### AIM OF THE EXERCISE:
Find the line containing "keep consistent interface." in the records below. Copy exactly that line and each one after it, ending at the line containing "so I can make", and nothing more.

** LISTED RECORDS follows **

PR #2970, opened 2019-08-21
With Facebook's  Zstandard - Fast real-time compression algorithm

abaelhe:
References:
    https://pypi.org/project/zstandard/
    https://github.com/facebook/zstd
    http://www.zstd.net


distributed/protocol/compression.py
```diff
@@ -93,6 +93,27 @@ def _fixed_lz4_decompress(data):
...
     default_compression = "lz4"
 
+
+with ignoring(ImportError):
+    import zstandard as zstd
+
+    def zstd_compress(data):
+        if isinstance(data, (memoryview, bytearray)):
+            data = bytes(data)
+        return zstd.ZstdCompressor().compress(data)
```
crepererum: I think you don't need to create the compressor and decompressor on every compress call.

Also, the compressor can probably get more threads (like 2, which is also done for other compressors).

Furthermore, it would be nice if the compression level would be controllable via a config variable.

distributed/protocol/compression.py
```diff
@@ -93,6 +93,27 @@ def _fixed_lz4_decompress(data):
...
+    def zstd_decompress(data):
+        if isinstance(data, (memoryview, bytearray)):
+            data = bytes(data)
+        return zstd.ZstdDecompressor().decompress(data)
+
+    compressions["zstd"] = {
+        "compress": zstd_compress,
+        "decompress": zstd_decompress,
+    }
+    default_compression = "zstd"
```
mrocklin: Hrm, should zstd or lz4 be the default?

distributed/protocol/compression.py
mrocklin: +1

mrocklin:
>  I think there should also be some tests.

Agreed, but fortunately we may get this for free.  This is already in the tests.

```python
@pytest.mark.parametrize("compression", list(compressions))
@pytest.mark.parametrize("serialize", [echo_serialize, echo_no_serialize])
def test_compression(compression, serialize, loop):
    with dask.config.set(compression=compression):

        @gen.coroutine
        def f():
            server = Server({"echo": serialize})
            server.listen("tcp://")

            with rpc(server.address) as r:
                data = b"1" * 1000000
                result = yield r.echo(x=to_serialize(data))
                assert result == {"result": data}

            server.stop()

        loop.run_sync(f)
```

distributed/protocol/compression.py
crepererum: that's a good question. The [squash benchmark](https://quixdb.github.io/squash-benchmark/) kinda indicates that zstd is better, but that of course depends on the payload.

mrocklin: My previous intuition was that lz4 ran at a few GB/s bandwidth and got modest compression ratios (2-4) while zstd ran a bit slower, maybe 1GB/s, but got better compression ratios (4-10).  Obviously those numbers are highly dependent.

mrocklin:
It looks like the `black` and `flake8` tests are failing.  

-  https://docs.dask.org/en/latest/develop.html#code-formatting
-  https://travis-ci.org/dask/distributed/jobs/574754596

distributed/protocol/compression.py
abaelhe: New commit: #2970
https://github.com/dask/distributed/pull/2970/commits/8de39d744dcd96c2ddb94f0288e83a4358d1c191
 customizable compression level and many other options;

> I think you don't need to create the compressor and decompressor on every compress call.
Accepted.


> Also, the compressor can probably get more threads (like 2, which is also done for other compressors).
 threads=0, which means disabled multi-threaded compression. so it's safe in default cases.
    and also user can change the "distributed.comm.zstd.threads" value in dask.yaml  according to their requirements.


> Furthermore, it would be nice if the compression level would be controllable via a config variable.
comprehensive options are configurable now. includes compression level , import policy, ...

crepererum:
> @mrocklin fortunately, set zstd as the default compression option, will make nearly all tests reusable.

I think the code is not tested at all since zstd is not installed on travis right now.

mrocklin:
Good point @crepererum 

@abaelhe can you add zstd to our CI?  The relevant directory is here: https://github.com/dask/distributed/tree/master/continuous_integration

I suspect that there are conda packages for zstd that we can use on conda-forge, so this should mean adding the appropriate line here:

https://github.com/dask/distributed/blob/799b5a0a0c95dc757a69e440e1d70a5e3afdd56f/continuous_integration/travis/install.sh#L30-L55

abaelhe:
Windows :  [#2987](https://github.com/dask/distributed/pull/2987/commits/52f0bc9eeac956e4972c9c511b17508c6236fc7d)
MacOSX + Linux: [#2988](https://github.com/dask/distributed/pull/2988/commits/06790ca388aa9d6606d6d758a2e79ad982f6f180)

mrocklin:
@abaelhe please include these changes in this PR.  Please do not create multiple PRs for this change.

You can push more git commits to your branch here.  The first pull request will update automatically.

Also, please use conda rather than pip.  Please see the lines of code I included in my previous comment.

distributed/protocol/compression.py
```diff
@@ -93,6 +93,41 @@ def _fixed_lz4_decompress(data):
     }
     default_compression = "lz4"
 
+with ignoring(ImportError):
+    _import_policy = dask.config.get("distributed.comm.zstd.import_policy", "default")
+    os.environ["PYTHON_ZSTANDARD_IMPORT_POLICY"] = _import_policy
```
mrocklin: Why this change?

abaelhe:
> @abaelhe please include these changes in this PR. Please do not create multiple PRs for this change.
> 
> You can push more git commits to your branch here. The first pull request will update automatically.
> 
> Also, please use conda rather than pip. Please see the lines of code I included in my previous comment.

@mrocklin @crepererum 

[Windows](https://github.com/dask/distributed/pull/2970/commits/e9eb9d33844f91cd1aac0032939c1b485308e24b)
[MacOSX+ Linux](https://github.com/dask/distributed/pull/2970/commits/85ca26d9ba931f738ad691cb1ef656b609cef15d):

distributed/protocol/compression.py
```diff
@@ -93,6 +93,41 @@ def _fixed_lz4_decompress(data):
...
+
+    zstd_level = dask.config.get("distributed.comm.zstd.level", None)
+    zstd_kwargs = dict(
+        write_checksum=dask.config.get("distributed.comm.zstd.write_checksum", None),
+        write_content_size=dask.config.get(
+            "distributed.comm.zstd.write_content_size", True
+        ),
+        write_dict_id=dask.config.get("distributed.comm.zstd.write_dict_id", True),
+        threads=dask.config.get("distributed.comm.zstd.threads", 0),
+    )
```
mrocklin: Can you add the default configuration values to this file?  https://github.com/dask/distributed/blob/master/distributed/distributed.yaml

Then you can remove these default values from the code here.

distributed/protocol/compression.py
abaelhe: according to:     [Zstandard](https://pypi.org/project/zstandard/) :
zstandard provided some module import policy: use "default", "cffi_fallback", "cext", or "cffi" ;

and as a public library implementation, we let user make their best choice.

distributed/tests/test_zstd.py
```diff
@@ -0,0 +1,52 @@
...
+                        )
+                        continue
+                except Exception as e:
+                    print(
+                        "FAILED, zstandard compression, config:%s, value:%s" % (cfg, v)
+                    )
+                    raise
+
+
+test_zstd()
```
crepererum: tests are automatically called by pytest, no need to call the test function here

distributed/tests/test_zstd.py
```diff
@@ -0,0 +1,52 @@
+def test_zstd():
+    import zstandard, zstandard as zstd, six, cffi, dask, distributed.protocol.compression as compr
```
crepererum: we probably want to skip this or the entire module if zstd is not installed

distributed/tests/test_zstd.py
```diff
@@ -0,0 +1,52 @@
...
+        # but AVAILABLE by manual install zstandard with "python setup.py install"
+        ("distributed.comm.zstd.import_policy", ["default", "cffi_fallback", "cext"]),
+        ("distributed.comm.zstd.level", range(1, 23)),
+        ("distributed.comm.zstd.write_checksum", [False, True]),
+        ("distributed.comm.zstd.write_content_size", [True]),
+        ("distributed.comm.zstd.write_dict_id", [False, True]),
+        ("distributed.comm.zstd.threads", range(-1, 100, 1)),
+    ]
+
+    for cfg, values in zstd_config_kwargs:
```
crepererum: I would normally prefer to use parametrized tests here, but I think that's up to you and @mrocklin if that's needed

distributed/tests/test_zstd.py
abaelhe: @crepererum  

commit 00703010e569a842415c25389fa514d2b2e95c06 (HEAD -> patch-5, origin/patch-5)
Author: heyijun <heyijun@qianxin.com>
Date:   Fri Aug 23 21:09:00 2019 +0800

     ONLY call test_zstd() if "zstandard" installed

distributed/tests/test_zstd.py
abaelhe: commit 00703010e569a842415c25389fa514d2b2e95c06 (HEAD -> patch-5, origin/patch-5)
Author: heyijun <heyijun@qianxin.com>
Date:   Fri Aug 23 21:09:00 2019 +0800

     ONLY call test_zstd() if "zstandard" installed

abaelhe:
@mrocklin  @crepererum  change the  package name from "zstd" to "zstandard":

according to my investigation on:  https://travis-ci.org/dask/distributed/jobs/575790895,

there are two  Zstandard Python implementation( both available at pypi.org and conda ):   

      First is "zstandard" and which was listed on [Facebook's Zstandard Official Site](http://facebook.github.io/zstd/):
            zstandard-0.11.1 is the latest one from pypi.orgi; 
            zstandard-0.8.1-py35_0 is the latest one from conda-forge/linux-64  

      Second is "zstd":  on page(line#514, line#560) https://travis-ci.org/dask/distributed/jobs/575671832
              zstd-1.4.1.0 is the latest one from pypi.org;
              zstd==1.3.7=h0b5b093_0 is latest according to  https://travis-ci.org/dask/distributed/jobs/575671832

"zstandard" MUST be the sophisticated choice to us.

distributed/tests/test_zstd.py
abaelhe: @mrocklin @crepererum 

To github.com:abaelhe/distributed.git
   00703010..6db2347e  patch-5 -> patch-5
(qianxin_venv) Abael:distributed abaelhe$ pytest  distributed/tests/test_zstd.py  
=============================================================== test session starts ===============================================================
platform darwin -- Python 3.7.4, pytest-5.1.1, py-1.8.0, pluggy-0.12.0 -- /www/workspace/qianxin/qianxin_venv/bin/python3.7
cachedir: .pytest_cache
rootdir: /www/workspace/qianxin/smart_crawler/distributed, inifile: setup.cfg
collected 6 items                                                                                                                                 

distributed/tests/test_zstd.py::test_zstd[distributed.comm.zstd.import_policy-values0] PASSED                                               [ 16%]
distributed/tests/test_zstd.py::test_zstd[distributed.comm.zstd.level-values1] PASSED                                                       [ 33%]
distributed/tests/test_zstd.py::test_zstd[distributed.comm.zstd.write_checksum-values2] PASSED                                              [ 50%]
distributed/tests/test_zstd.py::test_zstd[distributed.comm.zstd.write_content_size-values3] PASSED                                          [ 66%]
distributed/tests/test_zstd.py::test_zstd[distributed.comm.zstd.write_dict_id-values4] PASSED                                               [ 83%]
distributed/tests/test_zstd.py::test_zstd[distributed.comm.zstd.threads-values5] PASSED                                                     [100%]

============================================================ slowest 10 test durations ============================================================
0.22s call     distributed/tests/test_zstd.py::test_zstd[distributed.comm.zstd.threads-values5]
0.06s call     distributed/tests/test_zstd.py::test_zstd[distributed.comm.zstd.level-values1]
0.01s call     distributed/tests/test_zstd.py::test_zstd[distributed.comm.zstd.import_policy-values0]
0.01s call     distributed/tests/test_zstd.py::test_zstd[distributed.comm.zstd.write_dict_id-values4]
0.01s call     distributed/tests/test_zstd.py::test_zstd[distributed.comm.zstd.write_checksum-values2]

(0.00 durations hidden.  Use -vv to show these durations.)
================================================================ 6 passed in 0.32s ================================================================
(qianxin_venv) Abael:distributed abaelhe$

abaelhe:
> Good point @crepererum
> 
> @abaelhe can you add zstd to our CI? The relevant directory is here: 
https://github.com/dask/distributed/tree/master/continuous_integration
> 

BTW, the package name is "### zstandard",  and "### zstd" ONLY its abbreviation.
already done, and review requested.


> I suspect that there are conda packages for zstd that we can use on conda-forge, so this should mean adding the appropriate line here:
> 
> https://github.com/dask/distributed/blob/799b5a0a0c95dc757a69e440e1d70a5e3afdd56f/continuous_integration/travis/install.sh#L30-L55

distributed/tests/test_zstd.py
```diff
@@ -0,0 +1,51 @@
...
+    )
+
+    for v in values:
+        with dask.config.set({cfg: v}):
+            assert dask.config.get(cfg) == v, "check config:%s, value:%s" % (cfg, v)
+            try:
+                six.moves.reload_module(cffi)
+                six.moves.reload_module(zstandard)
+                six.moves.reload_module(zstd)
+                six.moves.reload_module(compr)
```
mrocklin: Dask has dropped Python 2.  Do we need `six`?

distributed/tests/test_zstd.py
```diff
@@ -0,0 +1,51 @@
...
+            b"\x91\xe7\x9a\x84\xe5\x84\xbf\xe5\xad\x90\xef\xbc\x8c\xe6\x88\x91\xe6",
+            b"\xb7\xb1\xe6\x83\x85\xe5\x9c\xb0\xe7\x83\xad\xe7\x88\xb1\xe7\x9d\x80",
+            b"\xe6\x88\x91\xe7\x9a\x84\xe7\xa5\x96\xe5\x9b\xbd\xe5\x92\x8c\xe4\xba",
+            b"\xba\xe6\xb0\x91\xe3\x80\x82",
+        ]
+    )
+
+    for v in values:
+        with dask.config.set({cfg: v}):
+            assert dask.config.get(cfg) == v, "check config:%s, value:%s" % (cfg, v)
```
mrocklin: This assert statement checks that dask's config operations work correctly?  

I think that this is not necessary here.  We test dask.config in other code.

distributed/tests/test_zstd.py
```diff
@@ -0,0 +1,51 @@
...
+
+    original_data = b"".join(
+        [
+            b"\xe6\x88\x91\xe6\x98\xaf\xe4\xb8\xad\xe5\x9b\xbd\xe4\xba\xba\xe6\xb0",
+            b"\x91\xe7\x9a\x84\xe5\x84\xbf\xe5\xad\x90\xef\xbc\x8c\xe6\x88\x91\xe6",
+            b"\xb7\xb1\xe6\x83\x85\xe5\x9c\xb0\xe7\x83\xad\xe7\x88\xb1\xe7\x9d\x80",
+            b"\xe6\x88\x91\xe7\x9a\x84\xe7\xa5\x96\xe5\x9b\xbd\xe5\x92\x8c\xe4\xba",
+            b"\xba\xe6\xb0\x91\xe3\x80\x82",
+        ]
+    )
```
mrocklin: Why this data in particular?  Is it just random data?  If so, lets use the following:

```python
import numpy as np

original_data = np.random.random(10).data
```

distributed/tests/test_zstd.py
```diff
@@ -0,0 +1,51 @@
...
+                compress, decompress = (
+                    compr.compressions["zstd"]["compress"],
+                    compr.compressions["zstd"]["decompress"],
+                )
+                data = decompress(compress(original_data))
+                if data == original_data:
+                    print(
+                        "PASSED, Zstandard compression, config:%s, value:%s" % (cfg, v)
+                    )
+                    continue
```
mrocklin: Please do not use `print` here.  Instead, I recommend `assert`

```python
assert data == bytes(original_data)
```

distributed/tests/test_zstd.py
```diff
@@ -0,0 +1,51 @@
...
+            except Exception as e:
+                print("FAILED, zstandard compression, config:%s, value:%s" % (cfg, v))
+                raise
```
mrocklin: Please do not use `print` here.  Just let the exception raise.  We probably don't need try-except here.

distributed/tests/test_zstd.py
```diff
@@ -0,0 +1,51 @@
+import pytest
+
+
+@pytest.mark.parametrize(
+    "cfg,values",
+    [
+        # 'cffi' is NOT support by "pip install zstandard"
+        # but AVAILABLE by manual install zstandard with "python setup.py install"
```
mrocklin: Is this option included with the conda installation?

distributed/protocol/compression.py
```diff
@@ -93,6 +93,39 @@ def _fixed_lz4_decompress(data):
...
+    zstd_decompressor = zstd.ZstdDecompressor()
+
+    def zstd_compress(data):
+        if isinstance(data, (memoryview, bytearray)):
+            data = bytes(data)
+        return zstd_compressor.compress(data)
+
+    def zstd_decompress(data):
+        if isinstance(data, (memoryview, bytearray)):
+            data = bytes(data)
```
mrocklin: I recommend either `distributed.utils.ensure_bytes` or just call `bytes(data)` in all cases (remove the `if`).  This will also support other types that support the buffer protocol.  It is also cheap.

```python
In [1]: data = b'0' * 1000000

In [2]: %timeit bytes(data)
91.4 ns ± 2.16 ns per loop (mean ± std. dev. of 7 runs, 10000000 loops each)
```

distributed/protocol/compression.py
mrocklin: The user can set this environment variable independently.  I am not so sure that it is a good idea to do this for them.

distributed/distributed.yaml
```diff
@@ -71,6 +71,15 @@ distributed:
     socket-backlog: 2048
     recent-messages-log-length: 0  # number of messages to keep for debugging
 
+    # Facebook's Zstandard - Fast real-time compression algorithm;  reference https://pypi.org/project/zstandard/
```
mrocklin: This is probably not necessary

```suggestion
```

distributed/tests/test_zstd.py
abaelhe: sure. six is not Python2;
"test_zstd.py" is fully verified by me with Python 3.7.4, on my MacBookPro installed zstandard;
use "six" is a best practice to me to keep write once and run on as many interpreter as possible. also keep consistent interface.

distributed/tests/test_zstd.py
abaelhe: it is for engineering effectiveness:
once exception raise, I can get the corresponding values of  "cfg" and "v",
so I can make right judgement and decision according to the printed info. at most time. 
then commit again;  
 *** ALL IN ONE PASS. ***

the printed info. also give us fine grain feedback regarding to the run progress.

and the print(...) is harmless.

distributed/tests/test_zstd.py
abaelhe: ditto

distributed/tests/test_zstd.py
mrocklin: I understand.  Still, please remove these print statements.  

These tests are run by every Dask developer and it is disruptive to have print statements for all tests.

distributed/tests/test_zstd.py
mrocklin: We only officially support the CPython interpreter with Python 3.  Please remove the use of the six module.

distributed/tests/test_zstd.py
abaelhe: it's a sample bytes that long enough.
random data is ok for short size.

distributed/distributed.yaml
abaelhe: it is a reminder comment for INTUITIVE DESIGN.
this comment let user know what is it,  let user make fast judgement by intuitive:
    whether they need to change the "zstd" config group.

keep it,  Harmless too.

abaelhe: < The user can set this environment variable independently. I am not so sure that it is a good idea to do this for them.

we provide user a UNIFIED config system in ONE "dask.yaml" as UNIFIED as possible.
just like Direct Flight better than Transfer Flight to user;

Actually dask|distributed is an accurate complex system with so many configs;
UNIFIED and INTUITIVE DESIGN is very useful.

distributed/protocol/compression.py
abaelhe: commit#47d05a5,   zstandard from Conda has "cffi" import policy

abaelhe:
(qianxin_venv) Abaelcom:distributed abaelhe$ git commit   -m 'ensure_bytes make safe input'
[patch-5 7f32df93] ensure_bytes make safe input
 1 file changed, 2 insertions(+), 2 deletions(-)

distributed/protocol/compression.py
mrocklin: cc @jcrist, thoughts on things like this?

distributed/tests/test_zstd.py
abaelhe: Python 3 is a MUST option;
Python 2 is a SHOULD option;
six make dask more user the easy way.

distributed/distributed.yaml
mrocklin: > we provide user a UNIFIED config system in ONE "dask.yaml" as UNIFIED as possible.

Unfortunately, Dask connects with many other software libraries.  We can not be responsible for all configuration systems.  We need to keep scope small for maintenance reasons.  If another library already has a configuration solution then we point users to that system.  Otherwise our configuration system becomes very very large.

mrocklin:
> 1. print -> assert CONDITION, CONTEXT_INFO;
> 2. six -> importlib;
> 3. raise without try...except...;
> 4. zstandard with "cffi" available and works in Conda;
> 5. removed double check on "dask.config" system;

Thank you for making these changes.

I know that you do not agree with all of them.  So I thank you even more :)

distributed/distributed.yaml
abaelhe: unified system makes user easy. 
scope small make maintenance easy;
I choose the First one. 

large configuration system is not reason. dask with distributed is large already.

we do need to rewrite the rules.
for user,  dask team.

abaelhe:
BTW, would you ask Anaconda team to upgrade the "zstandard" version in conda-forge channel to latest. or switch to use latest "zstandard" version from pypi.org.

mrocklin:
> BTW, would you ask Anaconda team to upgrade the "zstandard" version in conda-forge channel to latest. or switch to use latest "zstandard" version from pypi.org.

I do not work for Anaconda.  Anaconda does not maintain conda-forge.  You should raise an issue on conda-forge.

distributed/protocol/compression.py
jcrist: Yeah, the user should set this themselves if they care, distributed shouldn't modify environment variables like this.

distributed/protocol/compression.py
jcrist: The question is though should `zstd` be made the default over lz4. I think we'd want to benchmark a bit on realistic workloads before making this change for users. Not all users set the configuration system, the default should be the best option and I'm not yet convinced zstd is better for our workloads.

distributed/tests/test_zstd.py
jcrist: Instead of embedding a bytestring in our tests, we should just generate one as Matt said above. As a maintainer I see this fixed bytestring as written and think "why these bytes, I wonder why they matter", whereas seeing `os.urandom(100)` it's obvious that they're just a random byte payload.

abaelhe:
> > BTW, would you ask Anaconda team to upgrade the "zstandard" version in conda-forge channel to latest. or switch to use latest "zstandard" version from pypi.org.
> 
> I do not work for Anaconda. Anaconda does not maintain conda-forge. You should raise an issue on conda-forge.

so we can switch to use LATEST VERSION of Zstandard via "pip install --upgrade zstandard" ?

abaelhe:
@mrocklin latest commit and all check have passed.

distributed/distributed.yaml
```diff
@@ -71,6 +71,15 @@ distributed:
...
+    zstd:
+      import_policy: default    # one of "default", "cffi_fallback", "cext", "cffi"; use as zstandard module import policy.
```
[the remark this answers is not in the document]
crepererum: I agree with @mrocklin here. While the thread count and compression level configs make totally sense, I would also not monkey-patch the OS env variables, especially since the user has other ways of doing so. The proposed approach might not even work, since we are now relying on the fact the `distributed` is the first importer, which might be wrong in so many cases.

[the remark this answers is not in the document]
abaelhe: @crepererum   good point. :) 
@crepererum  @mrocklin
    now we use `importlib.reload(zstd)` to do reload the zstandard module to provide user unified design and consistent interaction.


To github.com:abaelhe/distributed.git
   bca1833c..775b2975  patch-5 -> patch-5

distributed/protocol/compression.py
abaelhe: @jcrist  @mrocklin  @crepererum @jbcrail 
vote !    zstd +1 

Dask Congress count the tickets.

zstd, lz4, snappy, ...   all were selected by people in a long time.
reference:   
    https://facebook.github.io/zstd/
    https://pypi.org/project/zstandard/
    .....

----------------------------------------------------------------
Zstandard is used by :

Featured

 Linux    FreeBSD   Redshift    Mercurial
Databases

 RocksDB    Hadoop    Cassandra    WiredTiger    Redis    Presto    Clickhouse    Groonga  Tarantool    TokuDB    HBase    PostgreSQL    VictoriaMetrics
File systems

 BtrFS    SquashFS    OpenZFS    ReiserFS
Web

 caddy    HHVM    nginx (module)    wget2    django
Serialization

 FST    Blosc    bcolz    mrcz    bgen    Gecko    HDF5    Sereal    PLink2    NAF
Network

 fbthrift    Fizz    proxygen    mcrouter    Rspamd    Tor
Hardware

 Inaccel
Games

 League of Legends    Godot    Khronos's KTX    OpenSiv3D    Esenthel    Mass Effect:Andromeda
Other

 Ubuntu    IBM TS7700    folly    cmake    TaskCluster   libarchive    tar    PowerAchiver  Fog    Backup    U++    Ceph   LiveScan3D

adamchainz:
I think you didn't mean to @ me

abaelhe:
> I do not work for Anaconda. Anaconda does not maintain conda-forge. You should raise an issue on conda-forge.

@mrocklin  is this your site, really makes me confused.: 
    [I work for Anaconda] (https://matthewrocklin.com)

mrocklin:
> @mrocklin is this your site ?( really makes me confused.):

Yup.  That information is outdated.  My apologies.

mrocklin:
@abaelhe  no one doubts that zstd is commonly used, or that it is new.  The question is is it likely to perform better than lz4 for workloads that are commonly seen for Dask.  Compression technologies have a wide range of trade-offs and some are good for some applications and some for others.  

Typically decisions like this are made by running a small benchmark with a few of the candidate algorithms on data that is representative of what is commonly used with the project, and the compare the relative cost of both compression and network transfer given the various options.  

To motivate your choice of zstd I recommend that you perform a small experiment and share the results here.  Perhaps you could download some dataset like the NYC Taxicab dataset, load it with `pandas.read_csv`, see how long it takes to compress each column, and the compression ratios you get on each column.  You could then compare the total time to compress and transfer the data in a couple of common network situations, perhaps assuming 100MB/s and 500MB/s network speeds.  I suspect that different compression tools will be optimal for each column, but that if ZStandard is more often a better choice then yes, it would be good to make it the default.

If you don't want to this that's fine.  You should raise an issue about making ZStandard the default, and remove the default change in this PR.

abaelhe:
@mrocklin   the default change is based on such an intelligent conclusion:
    to those user who know and installed "zstandard", that denote "zstandard" is their choice;
and vice versa; just like other embeded "snappy",  "lz4";
BTW, vote denote the opinion and contribution from most user. this is the reason.

jcrist:
@abaelhe without a benchmark of zstandard vs lz4 for operations meaningful to dask (as @mrocklin described above) the dask maintainers are unwilling to accept a change in our default compression algorithm. Further arguments without meaningful numbers to back them up will not change this decision. Please follow the request of @mrocklin above and either provide such a benchmark  or revert this change.

abaelhe:
@jcrist  @mrocklin 
 would you please provide us benchmarks of "snappy" and "lz4" ?
 since "zstandard", "snappy", "lz4", all the projects operating in full public, and all have been approved by many business companies and users.
 we ONLY do "DOUBLE CHECK" if necessary. for efficiency. and fair and justice to publics.

> @abaelhe without a benchmark of zstandard vs lz4 for operations meaningful to dask (as @mrocklin described above) ......

mrocklin:
I personally am unlikely to perform a benchmark in the near future.  

I laid out a suggestion for a benchmark in https://github.com/dask/distributed/pull/2970#issuecomment-526446131

If you don't have time to do this that's fine.  In that case I recommend that you leave the default as it is, and raise an issue for further discussion.

distributed/distributed.yaml
mrocklin: Please stop marking these as resolved.  Please remove these comments.

distributed/protocol/compression.py
mrocklin: Please remove these lines.

distributed/distributed.yaml
abaelhe: @mrocklin
Please keep these comments. 
Just like you keep the COPYRIGHT document from PSF,  in GPL, Apache, BSD, MIT;

we are NOT ONLY OPEN SOURCE;
BUT ALSO OPEN CULTURE AND BUILD BETTER GLOBAL COMMUNITY. 

To achieve that,  you do need to 
EMBRACE these GLOBAL OPEN CULTURE and CONCEPTS of VALUES are not identical to your's.

abaelhe:
please merge these commits to provide MORE OPTIONS and let user make their BEST CHOICE.

just like we provide beef, chicken, cake, salad, cola, vegetables ... and so on; user will choose the one they love.

if you don't provide benchmarks of "snappy" and "lz4", then just do it; 

since they all operating in full public; And i can take the further relevant things.

sublinus:
As indicated above there is no reason to make zstd the default compression for dask just because everybody else is using it. Dask users have very specific workloads, which might mean that

abaelhe:
@mrocklin @sublinus
attention,  zstd become the default compression for dask in reality requires that:
1. the "zstandard" is installed;
2. default compression set to "zstd". 

we set zstd as default and let user choose which one to be remain installed. 

"zstd", "snappy", "lz4", there are fair choices.

jcrist:
@abaelhe, I've pushed a commit to this branch making the changes we requested. Merging now.

Yes open-source is a community effort, but part of being a community effort means that the needs of multiple disparate users need to be met. We as Dask maintainers need to ensure that any changes don't negatively affect existing users (whose workloads may be different than yours). In the future, please *at least* listen to our requests - there are many constraints we have to keep in mind when reviewing PRs and requests for changes are not made lightly.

** End of LISTED RECORDS **

### EXPECTED OUTPUT:
use "six" is a best practice to me to keep write once and run on as many interpreter as possible. also keep consistent interface.

distributed/tests/test_zstd.py
abaelhe: it is for engineering effectiveness:
once exception raise, I can get the corresponding values of  "cfg" and "v",
so I can make right judgement and decision according to the printed info. at most time. 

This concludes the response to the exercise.